Lunar Exploration Revolution: Australian AI's Impact on Space Missions (2026)

Australian AI Technology Could Revolutionize Lunar Surface Exploration

A robotic arm observes a 3D-printed lunar landscape in Adelaide’s Australian Institute for Machine Learning (AIML) lab.

By Sofia McLeod

AI researchers in the South Australian city of Adelaide are hoping to use their own proprietary space technology to revolutionize how spacecraft survey the lunar surface. While the initial focus is on lunar surveys, the technology's versatility could extend to mapping any planetary surface, provided there's existing data from previously mapped catalogs for reference.

In a groundbreaking paper accepted for publication in the journal Astrodynamics, the authors introduce STELLA (Spacecraft crater-based localization for lunar mapping), an innovative AI-powered Crater-Based Navigation (CBN) pipeline specifically designed for long-duration lunar mapping missions. Without GPS in space, spacecraft rely on their own navigation systems, and traditional methods like radio-ranging can have significant errors, sometimes reaching several kilometers. This is where CBN comes in, utilizing vision-based navigation techniques that employ images of the Moon's cratered surface to pinpoint a spacecraft's position with remarkable accuracy.

The STELLA system, as demonstrated in the paper, outperforms conventional lunar surveying methods, showcasing its potential to revolutionize lunar exploration. Here's how it works: A camera onboard the spacecraft captures an image of the Moon's surface, and CBN identifies craters within that image, matching them to known craters from pre-existing catalogs. These matches enable the system to determine the spacecraft's precise location. This process is purely about position estimation; CBN doesn't create new maps but accurately determines the spacecraft's position using craters as landmarks.

The system's capabilities are further enhanced by its ability to operate across various regions of the Moon, including the poles and large craters. In orbital scenarios, STELLA can leverage position estimates made using images captured before and after entering shadowed regions to infer the spacecraft's orbital trajectory. This means the spacecraft can still estimate surface positions while passing over permanently shadowed regions, such as those at the Moon's south pole.
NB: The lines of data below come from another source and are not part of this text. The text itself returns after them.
PR #11683, opened 2014-10-21
bug fix in leaderPriority

yingjieMiao:
@ymatsuda  @raymondng


ymatsuda:
lgtm

raymondng:
Should we also check whether the instance is healthy or not?

yingjieMiao:
it has a very strict filter on leader (only accept Up status). Selection of other instances uses various heuristics.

The paper presents the first comprehensive study of a vision-based spacecraft navigation system tailored for long-term lunar orbital missions. Once STELLA obtains a 'good' image of the lunar surface, containing enough clearly identifiable craters, it becomes autonomous, analyzing the entire surface pattern of visible craters. This vision-based navigation system operates similarly to how humans use sight to understand their surroundings, achieving meter-level accuracy.

AI plays a pivotal role in this technology, enabling CBN to adapt to the challenging conditions of long-term lunar orbital missions. It allows the system to recognize craters regardless of lighting conditions, camera angles, or terrain types. The technology is being developed to meet the positioning needs of the upcoming Japanese TSUKIMI (Lunar Terahertz Surveyor for Kilometer-scale Mapping) mission, scheduled for a 2028 launch.

TSUKIMI's primary objective is to survey the Moon from lunar orbit, seeking resources like water. The crater-based positioning algorithm developed by Adelaide University will be instrumental in pinpointing the exact locations of these resources. The AI pipeline's capabilities extend beyond lunar science, enabling accurate maps of key resources and precise planning for lunar infrastructure and habitats.

In summary, Australian AI technology is poised to revolutionize lunar surface exploration, offering unprecedented accuracy and autonomy in spacecraft navigation. This development promises to significantly enhance our understanding of the Moon and pave the way for more efficient and effective lunar missions.

Lunar Exploration Revolution: Australian AI's Impact on Space Missions (2026)
Top Articles
Latest Posts
Recommended Articles
Article information

Author: Fr. Dewey Fisher

Last Updated:

Views: 6373

Rating: 4.1 / 5 (62 voted)

Reviews: 93% of readers found this page helpful

Author information

Name: Fr. Dewey Fisher

Birthday: 1993-03-26

Address: 917 Hyun Views, Rogahnmouth, KY 91013-8827

Phone: +5938540192553

Job: Administration Developer

Hobby: Embroidery, Horseback riding, Juggling, Urban exploration, Skiing, Cycling, Handball

Introduction: My name is Fr. Dewey Fisher, I am a powerful, open, faithful, combative, spotless, faithful, fair person who loves writing and wants to share my knowledge and understanding with you.